§ WHAT TO PRODUCE: Below is a listing; restate from it, character for character, the lines beginning at the line holding "LayneHaber, line 6: we" and ending at the line holding "### LINKED ISSUE", both included.

========

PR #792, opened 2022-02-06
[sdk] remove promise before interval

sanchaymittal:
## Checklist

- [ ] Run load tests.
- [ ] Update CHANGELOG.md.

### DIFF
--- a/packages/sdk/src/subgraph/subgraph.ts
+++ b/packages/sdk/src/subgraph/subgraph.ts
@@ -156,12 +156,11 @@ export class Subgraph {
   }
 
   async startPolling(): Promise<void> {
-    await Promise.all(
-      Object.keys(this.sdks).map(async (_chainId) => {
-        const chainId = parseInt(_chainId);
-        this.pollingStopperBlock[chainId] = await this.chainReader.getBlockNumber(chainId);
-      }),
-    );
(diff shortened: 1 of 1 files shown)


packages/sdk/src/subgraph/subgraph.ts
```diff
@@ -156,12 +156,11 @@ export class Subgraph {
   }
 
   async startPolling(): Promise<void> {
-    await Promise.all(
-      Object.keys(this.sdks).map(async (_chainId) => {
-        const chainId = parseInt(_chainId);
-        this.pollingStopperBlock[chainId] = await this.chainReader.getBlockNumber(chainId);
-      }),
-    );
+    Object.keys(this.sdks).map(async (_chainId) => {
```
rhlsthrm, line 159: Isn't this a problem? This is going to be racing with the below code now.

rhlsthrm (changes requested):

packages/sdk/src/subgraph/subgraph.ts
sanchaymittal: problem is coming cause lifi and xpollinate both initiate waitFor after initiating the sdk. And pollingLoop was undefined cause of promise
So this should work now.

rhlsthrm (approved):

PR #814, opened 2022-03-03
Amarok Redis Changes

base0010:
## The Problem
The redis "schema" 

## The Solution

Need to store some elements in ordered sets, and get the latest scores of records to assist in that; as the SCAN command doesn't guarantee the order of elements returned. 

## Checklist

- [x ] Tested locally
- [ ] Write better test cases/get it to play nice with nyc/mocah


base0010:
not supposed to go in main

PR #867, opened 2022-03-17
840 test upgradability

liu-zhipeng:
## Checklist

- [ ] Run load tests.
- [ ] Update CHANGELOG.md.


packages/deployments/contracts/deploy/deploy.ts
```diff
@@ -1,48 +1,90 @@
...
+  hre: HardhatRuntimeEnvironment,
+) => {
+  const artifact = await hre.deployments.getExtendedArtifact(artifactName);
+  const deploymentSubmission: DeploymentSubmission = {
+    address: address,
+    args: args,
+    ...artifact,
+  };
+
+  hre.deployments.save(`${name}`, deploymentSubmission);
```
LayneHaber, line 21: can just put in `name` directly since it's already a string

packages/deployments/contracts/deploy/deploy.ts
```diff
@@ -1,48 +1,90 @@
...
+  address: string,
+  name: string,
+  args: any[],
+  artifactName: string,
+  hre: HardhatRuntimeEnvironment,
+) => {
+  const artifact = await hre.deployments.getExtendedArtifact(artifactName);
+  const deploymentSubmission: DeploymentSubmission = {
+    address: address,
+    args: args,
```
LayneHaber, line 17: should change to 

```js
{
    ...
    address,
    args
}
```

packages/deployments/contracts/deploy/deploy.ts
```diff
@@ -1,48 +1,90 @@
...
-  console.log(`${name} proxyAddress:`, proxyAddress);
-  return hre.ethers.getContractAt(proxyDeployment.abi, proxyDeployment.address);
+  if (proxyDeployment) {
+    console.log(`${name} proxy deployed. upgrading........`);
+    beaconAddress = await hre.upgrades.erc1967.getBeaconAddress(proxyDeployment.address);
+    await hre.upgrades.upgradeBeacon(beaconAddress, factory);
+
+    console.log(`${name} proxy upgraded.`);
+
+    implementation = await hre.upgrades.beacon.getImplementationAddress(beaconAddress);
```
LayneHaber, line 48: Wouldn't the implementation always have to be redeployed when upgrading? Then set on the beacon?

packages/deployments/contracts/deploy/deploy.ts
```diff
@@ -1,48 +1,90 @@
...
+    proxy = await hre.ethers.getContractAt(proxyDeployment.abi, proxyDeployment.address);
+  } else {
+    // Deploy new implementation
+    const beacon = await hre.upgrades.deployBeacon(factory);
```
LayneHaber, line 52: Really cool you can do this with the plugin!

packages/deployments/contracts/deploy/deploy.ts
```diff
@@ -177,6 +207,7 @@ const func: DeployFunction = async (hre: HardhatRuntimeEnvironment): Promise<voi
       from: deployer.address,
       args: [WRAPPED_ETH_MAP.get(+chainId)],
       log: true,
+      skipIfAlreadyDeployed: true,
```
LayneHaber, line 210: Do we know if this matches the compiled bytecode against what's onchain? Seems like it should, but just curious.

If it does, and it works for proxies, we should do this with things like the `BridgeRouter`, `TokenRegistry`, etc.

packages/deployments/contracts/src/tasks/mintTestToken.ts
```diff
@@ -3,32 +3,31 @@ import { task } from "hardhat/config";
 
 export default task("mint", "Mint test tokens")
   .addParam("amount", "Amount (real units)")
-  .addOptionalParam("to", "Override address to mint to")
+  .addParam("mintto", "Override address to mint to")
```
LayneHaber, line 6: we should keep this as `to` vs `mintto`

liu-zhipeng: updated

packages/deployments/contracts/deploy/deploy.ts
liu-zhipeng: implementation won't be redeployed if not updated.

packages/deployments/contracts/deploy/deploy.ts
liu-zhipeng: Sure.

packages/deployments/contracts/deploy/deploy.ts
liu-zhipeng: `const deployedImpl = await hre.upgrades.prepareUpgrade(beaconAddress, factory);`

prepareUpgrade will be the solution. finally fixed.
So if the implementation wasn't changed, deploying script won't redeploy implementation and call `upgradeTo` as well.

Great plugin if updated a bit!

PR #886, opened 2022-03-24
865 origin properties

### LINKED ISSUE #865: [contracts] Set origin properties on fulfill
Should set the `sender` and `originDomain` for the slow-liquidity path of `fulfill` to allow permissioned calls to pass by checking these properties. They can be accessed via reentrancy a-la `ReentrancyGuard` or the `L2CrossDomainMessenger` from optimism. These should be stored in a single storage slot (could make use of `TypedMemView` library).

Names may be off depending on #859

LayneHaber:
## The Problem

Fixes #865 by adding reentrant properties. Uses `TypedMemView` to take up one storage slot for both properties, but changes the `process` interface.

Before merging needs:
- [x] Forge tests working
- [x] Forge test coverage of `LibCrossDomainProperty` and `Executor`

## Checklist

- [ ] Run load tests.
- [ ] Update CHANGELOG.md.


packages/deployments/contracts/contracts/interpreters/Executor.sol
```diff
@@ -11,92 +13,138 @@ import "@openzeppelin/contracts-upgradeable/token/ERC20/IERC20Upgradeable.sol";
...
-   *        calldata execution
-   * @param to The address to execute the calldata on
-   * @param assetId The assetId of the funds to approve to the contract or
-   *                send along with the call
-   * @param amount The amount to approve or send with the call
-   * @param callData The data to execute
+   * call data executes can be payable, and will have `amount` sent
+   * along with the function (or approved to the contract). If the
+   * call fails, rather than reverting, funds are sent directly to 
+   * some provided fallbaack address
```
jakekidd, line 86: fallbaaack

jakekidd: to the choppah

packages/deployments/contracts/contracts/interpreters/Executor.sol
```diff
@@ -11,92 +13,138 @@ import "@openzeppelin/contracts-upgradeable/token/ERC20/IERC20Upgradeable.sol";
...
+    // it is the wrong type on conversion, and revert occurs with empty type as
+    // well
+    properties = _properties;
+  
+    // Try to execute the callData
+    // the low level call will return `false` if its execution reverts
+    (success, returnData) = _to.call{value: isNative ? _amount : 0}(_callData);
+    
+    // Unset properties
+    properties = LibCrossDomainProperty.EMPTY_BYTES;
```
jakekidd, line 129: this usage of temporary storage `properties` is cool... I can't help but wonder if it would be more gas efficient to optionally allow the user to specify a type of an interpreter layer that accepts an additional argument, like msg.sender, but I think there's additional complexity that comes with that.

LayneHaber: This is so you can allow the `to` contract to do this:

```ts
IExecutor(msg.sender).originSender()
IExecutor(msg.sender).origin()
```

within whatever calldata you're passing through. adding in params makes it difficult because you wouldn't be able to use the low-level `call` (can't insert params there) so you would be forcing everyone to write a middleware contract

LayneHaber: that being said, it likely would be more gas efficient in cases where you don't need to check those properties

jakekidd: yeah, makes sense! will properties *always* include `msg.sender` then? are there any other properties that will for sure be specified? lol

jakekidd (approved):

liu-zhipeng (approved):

========

§ EXERCISE RESULT:
LayneHaber, line 6: we should keep this as `to` vs `mintto`

liu-zhipeng: updated

packages/deployments/contracts/deploy/deploy.ts
liu-zhipeng: implementation won't be redeployed if not updated.

packages/deployments/contracts/deploy/deploy.ts
liu-zhipeng: Sure.

packages/deployments/contracts/deploy/deploy.ts
liu-zhipeng: `const deployedImpl = await hre.upgrades.prepareUpgrade(beaconAddress, factory);`

prepareUpgrade will be the solution. finally fixed.
So if the implementation wasn't changed, deploying script won't redeploy implementation and call `upgradeTo` as well.

Great plugin if updated a bit!

PR #886, opened 2022-03-24
865 origin properties

### LINKED ISSUE #865: [contracts] Set origin properties on fulfill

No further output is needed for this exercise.